As if Billy—who is a total douche bag—isn’t capable of flatulence, or, for that matter, far worse behavior where Kate is concerned.
But I won’t get into that at the moment. So far, I haven’t dared get into it with Kate, either. I’m waiting until the time is right to mention that I saw her husband walking down Horatio Street in the Meatpacking District late one night with a woman who wasn’t Kate.
Granted, I was walking down the same street at the same hour with a guy who wasn’t Jack.
However, I had just come from my friends Raphael and Donatello’s place, and the guy, Blake, was a friend of theirs and while infinitely gorgeous and masculine, not the least bit threatening to my marriage, if you catch my drift.
Blake and I were both a little loopy from Bombay Sapphire and tonics and were singing a medley of sitcom theme songs when I spotted Billy and the Brunette.
They weren’t kissing, or groping, or even holding hands, but there was definitely something intimate about the way they were walking and talking. As in, she might have been a colleague but she definitely wasn’t just a colleague, and they might have been coming from a restaurant but they definitely weren’t coming from a dinner meeting.
And she definitely, definitely, wasn’t his sister. For one thing, I know—and strongly dislike, but that’s neither here nor there—his sister, Amanda.

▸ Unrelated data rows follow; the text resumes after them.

PR #1289, opened 2026-08-02
Fix lost LISTEN/NOTIFY wakeup that hung TwoInstancesShareOneGame (#1276)

aaylward:
## Summary

Closes the intermittent `TwoInstancesShareOneGame` hang (#1276 / #1241): CI shows both hubs restore, then Bazel’s 60s `size = "small"` kill, with postgres idle. Do **not** raise the timeout.

Two cooperating failure modes share that signature:

1. **Lost wakeup in `pg::Listener`** — `PQexec(LISTEN/UNLISTEN)` can absorb a NOTIFY into libpq’s queue with no `POLLIN` left for `poll`.
2. **TearDown hang in `SharedViewOwner::End`** — unread wake projections leave a harvested async send waiter holding the pin while receive-first close ordering runs `~AsyncEventStream` → `End()` → `Close()` on the same stack. **This is a smithy-cpp defect** (fire send before receive in both transports); `QuiesceCrossTable` is the fixture workaround so the helper is not mystery scaffolding. Production trigger: peer close while a registry fan-out write is outstanding (golf_hub uses Beast + `async_delivery`).

## Fix

1. Drain `PQnotifies` after every `SyncChannels` pass.
2. Nonblocking wake pipe (`O_NONBLOCK` + `EAGAIN`-aware drain) so a full 64-byte read cannot hang the poll thread.
3. Room catch-up on `OnChannelActive` via shared `WakeChannel` / `CatchUpRoom`: Flush+Load **off `mu_`**, re-project **only when rows moved** (notify still always re-projects). Avoids reconnect/boot queue floods.
4. Named await deadlines; quiesce armed **before** `SeatedCrossTable`, drains seats on setup failure, covers chat cross-instance tests; pinned by `QuiesceDrainsUnreadWakeFrames`.
5. Hang-safe absorb regression test (release-on-unwind, bounded `wait_for`, no sleep; waits for `other` active to pin the LISTEN pass).
6. `Listener` requires `on_active` (pass `nullptr` explicitly for notify-only).
7. Keep `size = "small"`; BUILD comment states both hang shapes.

## Review follow-ups (`6b1371a`)

Addresses the panel on `6005605` / `deda1f5`: room catch-up storm, quiesce coverage gap, hang-prone absorb test, wake-pipe block, BUILD over-claim, unheld-room active guard test, merge of notify/active dispatch.

## Tests

| Check | Result |
|---|---|
| `listener_test` (incl. absorb + reconnect) | PASSED |
| `hub_store_race_test` (active refresh + unheld guard) | PASSED |
| `pg_hub_e2e_test` full | PASSED (~2s) |
| TwoInstances + QuiesceDrains + RemoteFinish ×20 | all pass, ~1.6s |

Sanitizers still exclude `golf_hub` / `pg` packages per `branch.yml`.

<div><a href="https://cursor.com/agents/bc-019fc3bc-defe-7b9b-8734-c3180586b027?cursor_ref=pr_footer&cursor_cta=open_in_web"><picture><source media="(prefers-color-scheme: dark)" srcset="https://cursor.com/assets/images/open-in-web-dark.png"><source media="(prefers-color-scheme: light)" srcset="https://cursor.com/assets/images/open-in-web-light.png">Open in Web</picture></a>&nbsp;<a href="https://cursor.com/background-agent?bcId=bc-019fc3bc-defe-7b9b-8734-c3180586b027&cursor_ref=pr_footer&cursor_cta=open_in_cursor"><picture><source media="(prefers-color-scheme: dark)" srcset="https://cursor.com/assets/images/open-in-cursor-dark.png"><source media="(prefers-color-scheme: light)" srcset="https://cursor.com/assets/images/open-in-cursor-light.png">Open in Cursor</picture></a>&nbsp;</div>

### DIFF
--- a/domains/games/apis/golf_hub/BUILD.bazel
+++ b/domains/games/apis/golf_hub/BUILD.bazel
@@ -317,10 +317,13 @@ cc_library(
 # skips otherwise.
 cc_test(
     name = "pg_hub_e2e_test",
-    # Small on purpose: the 60s stall on TwoInstancesShareOneGame
-    # (#1241, #1276) is a lost wakeup, not marginal slowness — normal
-    # runtime is ~2s. The tight ceiling turns a recurrence into a loud
-    # red instead of a quietly slow pass; do not raise it.
+    # Small on purpose (#1241, #1276): normal runtime is ~2s; the tight
+    # ceiling turns a recurrence into a loud red. Two independent hang
+    # shapes share the signature — a lost LISTEN/NOTIFY wakeup (fixed in
+    # pg::Listener) and a TearDown End() deadlock when unread wake
+    # frames pin the async delivery chain (worked around here by
+    # QuiesceCrossTable; root cause is send-before-receive ordering in
+    # smithy-cpp). Do not raise the ceiling.
     size = "small",
     srcs = [
         "pg_hub_e2e_test.cc",
--- a/domains/games/apis/golf_hub/BUILD.bazel
+++ b/domains/games/apis/golf_hub/BUILD.bazel
@@ -317,10 +317,10 @@ cc_library(
 # skips otherwise.
 cc_test(
     name = "pg_hub_e2e_test",
-    # Small on purpose, even after the one-off 60s stall observed on
-    # #1241 (never reproduced across 40 local runs on postgres 16 and
-    # 18; the whole suite runs in ~2s): the tight ceiling is what turns
-    # a recurrence into a loud red instead of a quietly slow pass.
+    # Small on purpose: the 60s stall on TwoInstancesShareOneGame
+    # (#1241, #1276) is a lost wakeup, not marginal slowness — normal
+    # runtime is ~2s. The tight ceiling turns a recurrence into a loud
+    # red instead of a quietly slow pass; do not raise it.
     size = "small",
     srcs = [
         "pg_hub_e2e_test.cc",
--- a/domains/games/apis/golf_hub/hub_handler.cc
+++ b/domains/games/apis/golf_hub/hub_handler.cc
@@ -305,47 +305,55 @@ void HubHandler::AttachListener(pg::Listener* listener) {
 }
 
 void HubHandler::OnNotify(const std::string& channel, const std::string& payload) {
+  WakeChannel(channel, payload, /*from_active=*/false);
+}
+
+void HubHandler::OnChannelActive(const std::string& channel) {
+  WakeChannel(channel, /*payload=*/"", /*from_active=*/true);
+}
+
+void HubHandler::WakeChannel(const std::string& channel, const std::string& payload,
+                             bool from_active) {
   constexpr std::string_view kChatPrefix = "chat_";
   if (absl::StartsWith(channel, kChatPrefix)) {
     // Own wakes pump too, deliberately: the cursor makes it a no-op in
     // the common case, and it is what recovers an append whose
-    // connection died between COMMIT and the reply.
+    // connection died between COMMIT and the reply. Active has no
+    // payload, so the own-instance filter never applies here.
     PumpChat(std::string(channel.substr(kChatPrefix.size())));
     return;
   }
-  if (payload == instance_id_) return;  // our own commit; locals already heard it
+  // Notify echoes of our own commit are skipped; locals already heard
+  // them. Active signals carry no instance id — always a catch-up.
+  if (!from_active && payload == instance_id_) return;
   constexpr std::string_view kPrefix = "room_";
   if (!absl::StartsWith(channel, kPrefix)) return;
-  const std::string room_id = channel.substr(kPrefix.size());
-  Outbox outbox;
+  // Notify always re-projects (wake contract). Active only projects when
+  // rows moved — reconnect re-LISTENs every room and must not flood.
+  CatchUpRoom(std::string(channel.substr(kPrefix.size())), /*project_always=*/!from_active);
+}
+
+void HubHandler::CatchUpRoom(const std::string& room_id, bool project_always) {
   {
     const std::lock_guard<std::mutex> lock(mu_);
     // Only rooms we hold: a stale wake for a dropped room must not
     // resurrect it (join is the one path that materializes rooms).
     if (!rooms_.contains(room_id)) return;
-    RefreshRoomLocked(room_id, outbox);
   }
-  Deliver(outbox);
-}
-
-void HubHandler::OnChannelActive(const std::string& channel) {
-  // Rows committed while we were not subscribed queued no notification.
-  // Chat heals from its cursor; rooms re-read and re-project like a wake
-  // (#1276) — the notify-only path is not enough around (re)LISTEN.
-  constexpr std::string_view kChatPrefix = "chat_";
-  if (absl::StartsWith(channel, kChatPrefix)) {
-    PumpChat(std::string(channel.substr(kChatPrefix.size())));
+  // Off mu_: reconnect fires this once per room on the poll thread; holding
+  // the lock across Flush+LoadRoom would stall every move/chat/join for
+  // the whole burst. Same shape as PumpChat.
+  store_->Flush();
+  auto rows = store_->LoadRoom(room_id);
+  if (!rows.ok()) {
+    LOG(WARNING) << "room " << room_id << " catch-up failed: " << rows.status();
     return;
   }
-  constexpr std::string_view kPrefix = "room_";
-  if (!absl::StartsWith(channel, kPrefix)) return;
-  const std::string room_id = channel.substr(kPrefix.size());
   Outbox outbox;
   {
     const std::lock_guard<std::mutex> lock(mu_);
-    // Same membership guard as OnNotify: never materialize from a wake.
     if (!rooms_.contains(room_id)) return;
-    RefreshRoomLocked(room_id, outbox);
+    ReconcileRoomLocked(room_id, *rows, outbox, project_always);
   }
   Deliver(outbox);
 }
@@ -353,7 +361,8 @@ void HubHandler::OnChannelActive(const std::string& channel) {
 void HubHandler::RefreshRoomLocked(const std::string& room_id, Outbox& outbox) {
   // The flush means this read can never be older than our own truth;
   // holding mu_ across it means nothing local moves in between. The
-  // writer thread needs no lock we hold, so it drains freely.
+  // writer thread needs no lock we hold, so it drains freely. Join uses
+  // this path to materialize; notify/active use CatchUpRoom instead.
   store_->Flush();
   auto rows = store_->LoadRoom(room_id);
   if (!rows.ok()) {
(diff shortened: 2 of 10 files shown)


aaylward:
## Review panel — four lenses (correctness/control flow; libpq/locks/resource safety; tests/docs/CI; altitude)

Panel ran read-only against `6005605`. Every finding below I re-verified myself before reporting it; the ones I could not settle by reading are called out as such rather than asserted.

Two agents concluded the PR's **root cause #2 does not hold** — `SharedViewOwner::End()` closes the socket before waiting, and `Close()` fires parked sends, releasing the pin. **They were wrong, and the reason matters**, so that goes first.

---

## 1. `QuiesceCrossTable` is masking a production-reachable deadlock in smithy-cpp

Root cause #2 is real, the mechanism is more specific than the commit message says, and it is **not test-only**. Verified in the pinned tree (`v0.1.0`, and identical on smithy-cpp `main` @ `064b427`):

- `TakeAsyncWaitersLocked` (`beast_transport.cc:619`) `std::exchange`es **both** the parked receive and the parked send to null in one locked step.
- `CompleteAsyncWaiters` (`:625-639`) then fires **receive first, send second**. `PairEnd::Close` (`websocket_pair.cc:119-124`) has the same order.
- `InvokeCompletion` (`:83`) is a bare synchronous call, not a post — so the receive completion resumes the coroutine *on that stack*.
- The coroutine ends → `~AsyncEventStream` → `End()` → `socket_->Close()` finds `pending_send_` **already null**, because it was harvested a moment ago → `idle.wait(active == 0)`.
- The one outstanding pin belongs to the send callback in `waiters.send`, one frame below, which can only fire after the receive call returns. It never returns.

`SendAsync` releases its pin *inside* the send callback (`event_stream.h:183`), so "a send waiter is outstanding" and "a pin is held" are the same condition — the wait is unsatisfiable by construction on this path.

The refutation both agents relied on is correct **only for sends still parked in the socket**. Once harvested, `Close()` has nothing to fire, and `OnWrite` can't fire it either (`:683`, by design — `:842` says the terminal transition takes and fires the waiters exactly once).

Production trigger: a peer close frame or TCP reset arriving while a registry fan-out write is outstanding to that client — closing the tab mid-game. golf_hub runs exactly that configuration (`golf_hub_main.cc:207,214` — Beast, `async_delivery = true`). Each occurrence wedges one io thread.

**This is not #1289's bug to fix** — it is two lines in smithy-cpp (fire send before receive in both transports). But it changes what this PR *is*: the quiesce helper is a workaround for a live service defect, and nothing in the PR, the BUILD comment, or #1276 currently says so. Suggest landing it as-is with that stated plainly, so the helper isn't deleted later as mystery scaffolding. A smithy-cpp issue is written up but not yet filed — the App lacks issue-write on that repo.

**Caveat I want to be honest about:** this chain is derived by reading. I have no stack from a wedged process. The PR says gdb was used on hung runs — if that stack shows `SharedViewOwner::End` under `CompleteAsyncWaiters`, it confirms this outright and tells us whether the quiesce can eventually be deleted.

---

## 2. High — the room catch-up is a reconnect/boot storm in production

`hub_handler.cc:340-350` with `listener.cc:111-114`. Found independently by two lenses.

On reconnect `active_` is cleared, so `SyncChannels` fires `on_active_` for **every** re-LISTENed channel. Each `room_*` signal now runs `RefreshRoomLocked` — `store_->Flush()` (an unbounded `cv_` wait) plus `LoadRoom`, both DB round trips — **under the global `mu_`**, serialized on the single poll thread, then re-projects a `roomState` per member plus a `gameState` per game seat.

An instance holding 300 rooms that loses its listener connection does 300 serialized flush+read round trips holding `mu_`, blocking every move, chat and join for the duration, then floods per-session queues bounded at 64 whose default overflow policy is close-the-session. Clients that were slightly behind get disconnected *by the recovery path*. It fires precisely when the database is least healthy, and a flapping connection repeats it. The same burst runs at boot: `RestoreFromStore` reads the snapshot, then `AttachListener` immediately provokes a full per-room re-read.

Before this change, reconnect catch-up was chat-only, and `PumpChat` is a cursor no-op in the common case. Worth a dirty-room filter, or coalescing the active-signal refresh, or at minimum doing the loads off `mu_` the way `PumpChat` already does.

---

## 3. High — a pre-existing lost-wakeup that survives this PR

`listener.cc:157-161`. `pipe(fds)` at `:43` sets no `O_NONBLOCK`, and the drain is:

```cpp
char drain[64];
while (read(wake_read_, drain, sizeof(drain)) == sizeof(drain)) {
}
```

If the queued byte count is an exact multiple of 64, the last read returns 64, the loop iterates, and the next read **blocks forever** on an empty blocking pipe. The poll thread never returns to `poll()`, never calls `PQconsumeInput`, never drains notifies — a lost wakeup with postgres idle, which is the #1276 signature exactly. Reachable at boot, where `AttachListener` bursts two bytes per room while the poll thread is inside `PQconnectdb`.

Not what hit CI (these tests hold ~1 room), and not this PR's regression. Flagging it because **#1276 shouldn't be closed as fully explained while this stands** — it's the same symptom class from a different cause. Fix is `pipe2(fds, O_NONBLOCK)` or an `EAGAIN`-aware loop.

---

## 4. Medium — the new regression test hangs its own target instead of failing

`listener_test.cc:144`, `:157`, `:165`. All three lenses found this.

The callback parks the poll thread on `cv.wait(lock, [&]{ return release; })` with no deadline, and `release` is only set at `:169`. Two `ASSERT`s sit between the park and the release — notably `ASSERT_TRUE(client.Exec("SELECT pg_notify('ch','victim')").ok())`. If either fires, the test returns with `release == false`, `~Listener` joins a thread that will never leave the callback (`stopping_` is only read at the top of `Loop`), and the `small` target dies at 60s with no failure text.

A PR whose purpose is converting silent hangs into named failures has introduced a new silent hang on its own failure path. A `wait_for` with a generous bound plus a release-on-timeout fixes it.

---

## 5. Medium — the quiesce guard doesn't cover the path that actually fails

`pg_hub_e2e_test.cc:695` and `:770`:

```cpp
auto table = SeatedCrossTable(*remote);
ASSERT_TRUE(table.has_value());
QuiesceOnScopeExit quiesce{this, remote.get(), &*table};
```

`SeatedCrossTable` is where all six new deadlines live. A lost wake is now exactly what makes it return `nullopt` — so on the failure this PR exists to diagnose, `QuiesceOnScopeExit` is never constructed and teardown runs un-quiesced. The 5s named `ADD_FAILURE` goes into gtest's buffered stdout, teardown parks, Bazel SIGKILLs at 60s, and the buffered diagnosis dies with the process. Back to `[ RUN ]` and silence.

Note the guard takes `&*table`, so this isn't just moving the line up — it needs to hold an `optional<CrossTable>*`, or `SeatedCrossTable` needs to drain on its own failure exits. Cleaner still: give `CrossTable` a quiesce member declared **last**, so reverse-order destruction runs it before the seats and no test can forget it.

Same gap, smaller exposure: `ChatCrossesInstancesBothWays:832` and `ChatCommittedDuringListenerOutageArrivesAfterReconnect:895` build cross-instance seats and leave frames unread with no guard at all.

---

## 6. Medium — coverage gaps

- **`QuiesceCrossTable` is unpinned.** Delete both `QuiesceOnScopeExit` lines and the suite still passes. One of the two claimed root causes has no test at any level, and `×40 green` cannot distinguish "quiesce fixed teardown" from "the drain fix alone sufficed and quiesce is inert."
- **The membership guard's negative case is unpinned.** `hub_handler.cc:347` carries a comment stating a contract; the nearest test (`hub_chat_race_test.WakesForUnheldRoomsAreIgnored`) only fires *chat* channels, never `OnChannelActive(RoomChannel(...))` for an unheld room. Remove the guard and nothing fails.
- **`DrainsNotifyBufferedByListenExec` isn't deterministic.** A 50ms `sleep_for` is the only thing making the victim arrive before `SyncChannels`' `PQexec`. If it slips on a loaded runner (`branch.yml:180` caps at 4 vCPU while the whole C++ tree builds), the fixed code delivers via the ordinary POLLIN path and the assertions hold identically. It doesn't flake red — it flakes **green**, reporting coverage of a path that didn't run. Nothing distinguishes the two delivery paths.

---

## 7. Medium — the BUILD comment now over-claims

`BUILD.bazel:320-323` asserts the stall "is a lost wakeup, not marginal slowness." But `pg_hub_e2e_test.cc:256-258`, added in the same commit, documents a second independent cause that is not a lost wakeup, is not fixed in production code, and is worked around only in the fixture. A reader who trusts the BUILD comment concludes the stall is fully explained and fully closed. Dropping the "never reproduced across 40 local runs" line was right; the replacement goes too far.

---

## What checks out

The drain fix itself is correct and is the strongest part of this change:

- **Placement is sound.** `PQnotifies` parses already-buffered bytes without touching the socket, so the post-`SyncChannels` drain recovers exactly what `PQexec` absorbed, and anything still in the kernel buffer keeps POLLIN asserted and heals next pass — including a partial message straddling a recv boundary. No `PQconsumeInput` needed at that call site.
- **The pre-fix bug was total, not merely slow** — `PQnotifies` was reachable only from the POLLIN branch, and the 1000ms timeout loops back through a `SyncChannels` that issues no `PQexec` when nothing changed, so an absorbed notify was lost forever.
- `PQfreemem` pairs on every path; no leak.
- **No concurrent `PGconn` use.** The `PGconn` is poll-thread-only; `Listen`/`Unlisten` touch only `wanted_` under `mu_`.
- **The `OnChannelActive → RefreshRoomLocked` deadlock concern really is refuted** — independently re-derived. `SyncChannels` releases `Listener::mu_` before the `on_active_` loop, so the order is always `HubHandler::mu_ → Listener::mu_`, never the reverse. Your earlier panel got this right.
- **Catch-up can't double-apply or resurrect**: the `contains` guard blocks materialization, `if (over) continue` blocks a second ceremony, and `ListenRoomLocked` iterates a copy so re-entrant `Listen` can't invalidate the loop.
- Both new tests genuinely fail against `4eb1495`. BUILD wiring is complete, both pg gates have the right `env_inherit`, `size = "small"` is retained, and the deadlines compose under it (5s budget threaded as *remaining* time, so the total stays bounded).

**One CI note:** no sanitizer covers any file in this PR — `branch.yml:250-255` excludes both `//domains/games/apis/golf_hub/...` and `//domains/platform/libs/pg/...`. For a concurrency change that is worth stating in the PR body rather than leaving implicit.

---

## Smaller design points

- **`OnNotify` and `OnChannelActive` are now two copies of one contract** differing by one line (`hub_handler.cc:307-351`). A private `Wake(channel)` holding the chat/room dispatch collapses both, ≈−17 lines, and stops the next channel prefix being added to one path and forgotten in the other. The self-skip has to stay chat-exempt, so the merged guard needs writing as `if (payload == instance_id_ && !StartsWith(channel, kChatPrefix)) return;`.
- **`ActiveCallback on_active = nullptr` (`listener.h:37`) makes the lossy wiring the default** in a shared library — a caller passing only `on_notify` silently gets the bug this PR fixes, and four of the six `pg::Listener` constructions in the repo omit it. Dropping the default argument forces a visible choice.
- `AwaitRoomState`/`AwaitGameView` are now near-identical 22-line functions with duplicated failure strings; on timeout the caller also gets `ReceiveCase`'s uninformative "TimeoutError" printed *before* the new diagnostic.

---

## Needs a stack, not a reader

Whether the deadlock in §1 is the hang actually observed in CI. The mechanism is real either way, but only a stack from a wedged run decides whether `QuiesceCrossTable` can be deleted once smithy-cpp is fixed, or whether it's covering something else as well.

---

For another, if that woman turned out to be some other unlikable Billy sister I haven’t met, then there’s something distinctly Flowers in the Attic about their relationship.
How do I know Billy and the woman aren’t platonic? Sometimes I just get a feeling about things for reasons I can quite put my finger on, and that was one of those times.

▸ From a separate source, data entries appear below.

PR #1292, opened 2026-08-02
prom_proxy: count/rate as separate always-present series across the Serving and Trends charts

aaylward:
## Summary

- The dashboard's count/rate toggle (#1287) only ever affected custom scalar tiles — the Serving section's charts and the per-service Trends charts stayed stuck on their rate form. Companion frontend PR: muchq/muchq.github.io#258.
- `request_rate` (unchanged: `sum(rate(...[5m]))`) now sits beside a new, always-present `request_count` (`sum(increase(...[step]))`, bucketed by the chart's own step). Same pairing for `error_rate_percent`/`error_count` — the failure counter's own count/rate pair, not "the error rate as a count".
- No `?view=` on the timeseries endpoint at all, and no key's meaning depends on a query parameter. That's deliberate: threading `?view=` through here would repeat the exact hazard #1287 avoided for the scalar block's own request fields (`RequestsTotal` beside `RatePerSec`, not one field whose meaning flips) — the UI and this proxy deploy independently, so a shared key's meaning changing between deploys is a real mislabeling window regardless of which side ships first.
- `CustomTimeseries` entries are now `customTimeseriesDef` (`tsFixed` for one form, `tsCounter` for a toggleable one) instead of bare query strings. A toggleable entry's map key is a base name that `panels()` expands into `<base>_rate`/`<base>_count` — mirroring how `customScalarDef` already builds two forms from one selector, but as two keys rather than one.
- `microgpt-serve`'s `tokens_per_second` baked one form into its name the way `request_rate` used to, so it's renamed to `tokens` (→ `tokens_rate`/`tokens_count`).
- Added a registry audit (`TestRegistry_CustomTimeseriesPanelKeysAreUniquePerService`) guarding against two `CustomTimeseries` entries silently colliding on the same expanded panel key.

## Deploy order

Serving-chart lookups are safe in either order: an old UI never asks for `request_count`/`error_count` and an old proxy simply has nothing for a new UI's `findSeries('*_count')` to find — no mislabeling either way. Trends is asymmetric: an old UI enumerates every series outside its own hardcoded standard set, so a backend-first rollout would dump `request_count`, `error_count`, and every custom `_count` panel into Trends as unwanted extra charts until the UI catches up. **Frontend-first (or together) avoids that window** — frontend-first against an old backend is safe, since `groupTrends` only pairs a `_rate`/`_count` chart when both siblings exist.

## Test plan

- [x] `go test ./domains/platform/apis/prom_proxy/...` — passing

### DIFF
--- a/domains/platform/apis/prom_proxy/models.go
+++ b/domains/platform/apis/prom_proxy/models.go
@@ -26,15 +26,11 @@ type DataPoint struct {
 
 // TimeSeriesResponse wraps timeseries data with metadata
 type TimeSeriesResponse struct {
-	TimeRange string    `json:"time_range"`
-	StartTime time.Time `json:"start_time"`
-	EndTime   time.Time `json:"end_time"`
-	Step      string    `json:"step"`
-	// Which form request_rate is in (#1287, extended to the Serving charts).
-	// Omitted from the host and container timeseries endpoints, which have no
-	// toggleable series and so never set it — see GetServiceMetricsTimeSeries.
-	View   string       `json:"view,omitempty"`
-	Series []TimeSeries `json:"series"`
+	TimeRange string       `json:"time_range"`
+	StartTime time.Time    `json:"start_time"`
+	EndTime   time.Time    `json:"end_time"`
+	Step      string       `json:"step"`
+	Series    []TimeSeries `json:"series"`
 }
 
 // GetTimeRangeConfig returns duration and step for a given time range
--- a/domains/platform/apis/prom_proxy/models.go
+++ b/domains/platform/apis/prom_proxy/models.go
@@ -26,11 +26,15 @@ type DataPoint struct {
 
 // TimeSeriesResponse wraps timeseries data with metadata
 type TimeSeriesResponse struct {
-	TimeRange string       `json:"time_range"`
-	StartTime time.Time    `json:"start_time"`
-	EndTime   time.Time    `json:"end_time"`
-	Step      string       `json:"step"`
-	Series    []TimeSeries `json:"series"`
+	TimeRange string    `json:"time_range"`
+	StartTime time.Time `json:"start_time"`
+	EndTime   time.Time `json:"end_time"`
+	Step      string    `json:"step"`
+	// Which form request_rate is in (#1287, extended to the Serving charts).
+	// Omitted from the host and container timeseries endpoints, which have no
+	// toggleable series and so never set it — see GetServiceMetricsTimeSeries.
+	View   string       `json:"view,omitempty"`
+	Series []TimeSeries `json:"series"`
 }
 
 // GetTimeRangeConfig returns duration and step for a given time range
--- a/domains/platform/apis/prom_proxy/registry.go
+++ b/domains/platform/apis/prom_proxy/registry.go
@@ -182,9 +182,12 @@ func tsFixed(query string) customTimeseriesDef {
 }
 
 // expandCustomTimeseries flattens a service's Trends descriptors into the
-// panel keys a timeseries response actually carries.
+// panel keys a timeseries response actually carries. A toggleable entry
+// contributes two, so the capacity hint doubles the map's own length —
+// only ever a hint, but len(custom) undercounts by up to 2x whenever the
+// registry is mostly toggleable entries, which is the common case.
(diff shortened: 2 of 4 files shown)


aaylward:
Agreed on the design point — adopted. Switched to the dual-series shape you outlined:

- `request_rate` is back to being byte-identical to before this PR: `sum(rate(http_server_requests_total{...}[5m]))`, unconditionally.
- `request_count` is a new, separate, always-present series: `sum(increase(http_server_requests_total{...}[<step>]))`, bucketed by the range's own step.
- `GetServiceMetricsTimeSeries` no longer reads `?view=` at all — removed the parsing, the 400 path, and `TimeSeriesResponse.View`.

This directly fixes the deploy-order fragility both reviews converged on from opposite sides: your point that a shared-key toggle is a hazard regardless of which side ships first, and the companion frontend review's finding that it *had already happened* — the UI was keying labels off local toggle state while this handler ignored `?view=` entirely, so an old proxy's `rate()` data could get captioned "Requests" as soon as the UI deployed first. With two independent series, an old UI never asks for `request_count` and keeps reading `request_rate` unchanged; a new UI against an old proxy just finds no `request_count` series and shows its ordinary empty state — no mislabeling possible on either side of the rollout. Companion frontend PR (muchq/muchq.github.io#258) now does exactly that: no `?view=` on the timeseries fetch, picks between the two series client-side.

Test nits are moot now that the shape changed — no view param to pin a rate/default case for. Replaced the two `ViewCount`/`ViewRate` pins with query-literal pins for both series, a step-bucketing check, and a test that `?view=` on this route is simply ignored (both series always come back). `go test ./domains/platform/apis/prom_proxy/...` passing.

---

aaylward:
Extended this to cover Error Rate and the per-service Trends charts too (companion frontend PR muchq/muchq.github.io#258 has the UI side).

- `error_count` joins `error_rate_percent` as its own always-present series — the count of failed requests per bucket, not "the error rate as a count" (`error_rate_percent` is already a ratio of two rates and has no window of its own to swap). Same dual-series shape as `request_rate`/`request_count`.
- `CustomTimeseries` entries are now `customTimeseriesDef` instead of bare query strings: `tsFixed` for a chart with one form, `tsCounter` for a toggleable one whose map key expands to `<base>_rate`/`<base>_count` panels — mirroring `customScalarDef`, but as two keys rather than one whose meaning depends on `?view=`, for the deploy-safety reason this thread settled on.
- Fallout: `microgpt-serve`'s `tokens_per_second` baked one form into its name the way `request_rate` used to, so it's renamed to `tokens` (→ `tokens_rate`/`tokens_count`). Grepped to confirm nothing else references the old key.

`go test ./domains/platform/apis/prom_proxy/...` passing.

---

aaylward:
Thanks for the re-review. Response by point:

**1. Deploy order — agreed, called out explicitly rather than left implicit.** You're right that this is asymmetric, not a code defect: Serving-chart lookups are safe either way (an old UI never asks for `request_count`/`error_count`; a new UI against an old proxy just finds nothing to plot), but Trends' catch-all classification means a backend-first rollout would dump every new `_count` panel into Trends as unwanted extra charts on an old frontend. Added a "Deploy order" section to the PR description spelling this out, with the recommendation to ship frontend first or together — frontend-first against an old backend is safe since `groupTrends` only pairs when both siblings exist.

**2. Panel-key uniqueness — fixed.** Added `TestRegistry_CustomTimeseriesPanelKeysAreUniquePerService`: it sums each def's own panel count and compares against the expanded map's size, so a collision (which `expandCustomTimeseries`'s last-wins assignment would otherwise hide) shows up as a count mismatch rather than needing a keys() diff that can't distinguish "two defs, same key" from "one key, as expected."

**3. Nits — all taken:**
- `session_starts` now has a one-line comment explaining why it stayed `tsFixed` rather than becoming a toggleable `session` base key (would've renamed its one client-facing name).
- PR title/body rewritten to describe the dual-series design instead of the abandoned `?view=` framing.
- `expandCustomTimeseries`'s capacity hint now accounts for toggleable entries doubling (`len(custom)*2`).
- `error_count` got the same handler-level step-bucketing pin `request_count` already had (`TestMetricsHandler_GetServiceMetricsTimeSeries_ErrorCountBucketsByTheRangesStep`).

`go test ./domains/platform/apis/prom_proxy/...` passing.

---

Blake—who must have met Billy at Raphael and Donatello’s wedding three years ago but probably wouldn’t know him if he fell over him, which was not unlikely in his Bombay Sapphire-fueled condition—was oblivious to the situation.
He launched us into the theme song from One Day at a Time as I saw the rest of Kate’s life—as a divorcée—flash before my very eyes.
Maybe I was jumping the gun. Maybe they really were just colleagues.
Blake elbowed me as I stopped singing and turned to watch Billy and the woman get into a cab together.
“Tracey, you’re supposed to back me up. Let’s try it again,” Blake said, and sang, “Thiiiis is it…”
“Thiiis is it,” I obediently echoed in tune, watching the cab make a right turn onto Hudson, heading downtown, instead of continuing on the next short block, making a right onto West Fourth and heading uptown.
Billy and Kate, of course, live uptown. Shouldn’t he have been heading home at that hour on a weeknight?
And even if she lived downtown, if they were going their separate ways, shouldn’t they have gotten separate cabs? There were plenty around. Believe me, I checked.
I know, I know, I said I wouldn’t get into this whole Billy thing at the moment, but I can’t help it. It’s been weighing me down for weeks now and even though I know it could have been perfectly innocent, I also know that it wasn’t.